PR #734, opened 2019-08-07
[ENG-721] Read-only contributors list

baylee-d:
## Purpose

To make a component containing a read-only list of contributors for a node and a link to the node's contributors page for editing.  To be used primarily for registries submission workflow.

## Summary of Changes

- Add `read-only-contributors-list` component
- Create new folder workspace in `osf-components` for registries components to be used outside of the registries engine
- Add test

## Side Effects

`N/A`

## Feature Flags

`N/A`

## QA Notes

This will just be a list that contains all of the contributors that the node has.  Beneath the list of names there will also be a link that will take the user to the node's contributors page so that they can have the option to edit contributors there.  The component itself will not have any functionality for editing/adding/removing contributors.

## Ticket

https://openscience.atlassian.net/browse/ENG-721

# Reviewer Checklist

- [ ] meets requirements
- [ ] easy to understand
- [ ] DRY

### DIFF
--- a/lib/osf-components/addon/components/registries/read-only-contributors-list/template.hbs
+++ b/lib/osf-components/addon/components/registries/read-only-contributors-list/template.hbs
@@ -1,0 +1,16 @@
+<div>
+    <ContributorList
+        @node={{this.node}}
+        @shouldTruncate={{false}}
+        @shouldLinkUsers={{true}}
+    />
+    <br>
+    <OsfLink
+        data-test-edit-contributors-link
+        data-analytics-name='edit_contributors'
+        class='btn btn-link'
+        @href='/{{@node.id}}/contributors'
+    >
+        {{t 'osf-components.registries.read-only-contributors-list.editContributorsOnYourProject'}}
+    </OsfLink>
+</div>
--- a/lib/osf-components/addon/components/registries/read-only-contributors-list/template.hbs
+++ b/lib/osf-components/addon/components/registries/read-only-contributors-list/template.hbs
@@ -1,14 +1,12 @@
-<div>
+<div local-class='contributorContainer' ...attributes>
     <ContributorList
         @node={{this.node}}
         @shouldTruncate={{false}}
         @shouldLinkUsers={{true}}
     />
-    <br>
     <OsfLink
         data-test-edit-contributors-link
         data-analytics-name='edit_contributors'
-        class='btn btn-link'
         @href='/{{@node.id}}/contributors'
     >
         {{t 'osf-components.registries.read-only-contributors-list.editContributorsOnYourProject'}}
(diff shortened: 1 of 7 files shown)


lib/osf-components/addon/components/registries/read-only-contributors-list/template.hbs
```diff
@@ -0,0 +1,16 @@
+<div>
```
aaxelb: Make sure to put `...attributes` somewhere in every tagless component.
```suggestion
<div ...attributes>
```

lib/osf-components/addon/components/registries/read-only-contributors-list/template.hbs
```diff
@@ -0,0 +1,16 @@
...
+    <ContributorList
+        @node={{this.node}}
+        @shouldTruncate={{false}}
+        @shouldLinkUsers={{true}}
+    />
+    <br>
```
aaxelb: `<br>` makes sense semantically only when the line break is an essential/intrinsic part of the thing around it. My go-to examples are a multi-line street address or a poem.

In this case, it'd be better to put a local-class on the wrapping `div` with `display: flex;` (feels cleaner than adding another `div` in here just for formatting)

lib/osf-components/addon/components/registries/read-only-contributors-list/template.hbs
```diff
@@ -0,0 +1,16 @@
...
+    <OsfLink
+        data-test-edit-contributors-link
+        data-analytics-name='edit_contributors'
+        class='btn btn-link'
```
aaxelb: Let's avoid bootstrap classes -- just a plain link is fine here.
```suggestion
```

tests/integration/components/read-only-contributors-list/component-test.ts
```diff
@@ -0,0 +1,28 @@
...
+        const users = server.createList('user', 4);
+        for (const user of users) {
+            server.create('contributor', { node, users: user });
+        }
+        const nodeWithContribs = await this.store.findRecord('node', node.id);
+        this.set('node', nodeWithContribs);
+
+        await render(hbs`<Registries::ReadOnlyContributorsList @node={{this.node}} />`);
+
+        assert.dom('a[data-test-contributor-name]').exists({ count: 3 });
```
aaxelb: There were 4 contributors added, why are there only 3 here? (If it's a result of mirage factory randomness, we shouldn't rely on that)

lib/osf-components/addon/components/registries/read-only-contributors-list/template.hbs
```diff
@@ -0,0 +1,14 @@
+<div local-class='contributorContainer' ...attributes>
+    <ContributorList
+        @node={{this.node}}
+        @shouldTruncate={{false}}
+        @shouldLinkUsers={{true}}
+    />
+    <OsfLink
+        data-test-edit-contributors-link
+        data-analytics-name='edit_contributors'
```
aaxelb: Our other analytics labels don't use snake_case; was this deliberate or should it be `Edit contributors`?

### Exercise brief
Exactly how many lines in the listing above hold the string "editContributorsOnYourProject"? State the number by itself.

### Result of the exercise
2